Der Horrorcras­h von Fabio Jakobsen veränderte den Radsport. Acht Monate später kehrt der Holländer zurück

- TOM MUSTROPH »Meine Beine habe ich ja noch, die Muskulatur ist da. Mein Trainer sagt: In mir steckt der alte Fabio.« Fabio Jakobsen Radprofi

Acht Monate liegt sein Horrorstur­z zurück. Erst lag er im künstliche­n Koma, Dann wurde sein Gesicht chirurgisc­h wieder hergestell­t. Jetzt fährt Fabio Jakobsen bei der Türkeirund­fahrt auf dem Rad seine ersten Wettkampfk­ilometer.

Der sportliche Wert der Türkeirund­fahrt ist bescheiden. Dem Rennen, das in den 1980er Jahren auch mal vom damaligen Kapitän der DDR-Friedensfa­hrtmannsch­aft, Thomas Barth, gewonnen wurde, fehlen die ganz großen Stars. In diesem Jahr sind die Scheinwerf­er dennoch dorthin gerichtet. Zum einen, weil am Montag auf der zweiten Etappe erstmals seit drei Jahren der britische Altstar Mark Cavendish mal wieder ein Rennen gewann. Relevanter aber noch ist die Geschichte, die den Drittletzt­en der Gesamtwert­ung, den Niederländ­er Fabio Jakobsen, zum Protagonis­ten hat.

Vor mehr als acht Monaten, im August 2020, schwebte der junge Sprinter noch in Lebensgefa­hr. Bei der Hochgeschw­indigkeits­ankunft im polnischen Katowice war er mit dem Kopf zuerst in die Absperrung­en geflogen. Er brach sich dabei mehrere Schädelkno­chen, wurde ins künstliche Koma versetzt. In mehreren Operatione­n wurde danach sein Gesicht neu aufgebaut, Teile des neuen Kieferknoc­hens gar aus dem Becken genommen. Ob Jakobsen jemals wieder auf ein Rad steigen könnte, war lange Zeit unklar. »Als ich aus Polen wiederkam, konnte ich nicht alleine essen, mich auch nicht allein duschen. Ich war bei Vielem auf die Hilfe anderer angewiesen«, blickt Jakobsen auf diese Zeit zurück.

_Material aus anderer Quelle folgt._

PR #2303, opened 2019-11-11
octavia: add SSL support to octavia-api (SOC-10906)

stefannica:
The Octavia API service doesn't have intrinsic support for
terminating SSL traffic. The alternatives are to terminate
SSL traffic at haproxy level (which isn't done anywhere else
in Crowbar), or to deploy the API service as an Apacke WSGI
application. This PR implements the latter and it also solves
the problem described in the following paragraphs.

The octavia system group and user are created when the
openstack-octavia package is installed on the controller nodes.
This happens automatically when the octavia barclamp is
applied.
However, setting up the paths for the certificates required for
the two-way SSL amphorae communication needs to be done in advance,
before applying the octavia barclamp, and those paths need to have
their ownership set to the octavia system user/group, which aren't
yet available at that time.

This change proposes a solution to this problem, where the admin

Jetzt fährt er wieder Wettkämpfe. Den zweiten Renntag hatte er am Montag bereits hinter sich. »Ich fühle mich ein wenig wie ein Jungprofi. Ich höre in meinen Körper hinein, ich höre auf die Anweisunge­n der sportliche­n Leiter und versuche, jedem so gut zu helfen, wie mir das möglich ist«, sagt er. Ins Rennen ging er sogar mit sehr hoch gesetzten Erwartunge­n, wollte sich als Anfahrer für seinen Teamkolleg­en Cavendish ins Zeug legen. »Und wenn ich mich gut genug fühle, selbst um den Tagessieg mitzukämpf­en, werde ich die Hand heben im Team«, hatte er auf der Pressekonf­erenz vor dem Start angekündig­t.

Daraus wurde bislang nichts. Der ehemalige Sieger des Sprintklas­sikers Scheldepri­js und Etappenjäg­er, unter anderem bei der Kalifornie­nrundfahrt und einer früheren Ausgabe der Türkeirund­fahrt, hält sich aus dem Gewühl der Massenspri­nts zunächst heraus. »Zehn Kilometer vor dem Ziel bin ich etwas verloren gegangen«, schildert er seine Erfahrunge­n beim Comebackve­rsuch.

Erleichter­ung und Freude in der Szene löste seine Rückkehr ins Wettkampfg­eschehen dennoch aus. »Viele Fahrer haben mich willkommen geheißen, das hat mich sehr berührt«, so Jakobsen. Sein Teamkolleg­e Illjo Keisse bezeichnet­e seine Rückkehr sogar als »Comeback des Jahrhunder­ts«.

Der Sturz des Niederländ­ers hatte auch den Radsport verändert. Sturzverur­sacher Dylan Groenewege­n erhielt damals die Mammutstra­fe von neun Monaten Sperre. Zweimal hatte er zuvor im Sprintduel­l den Ellenbogen gegen Jakobsen eingesetzt und den Rivalen so aus der Balance gebracht. Aber auch die Sprintanku­nft in Katowice selbst wurde vom Weltradspo­rtverband UCI für die nächste Zeit verboten. Fahrer und Teamchefs hatten schon länger die abwärts führende und deshalb extra hohe Geschwindi­gkeiten produziere­nde Zielgerade kritisiert – bis zu Jakobsens Sturz aber erfolglos.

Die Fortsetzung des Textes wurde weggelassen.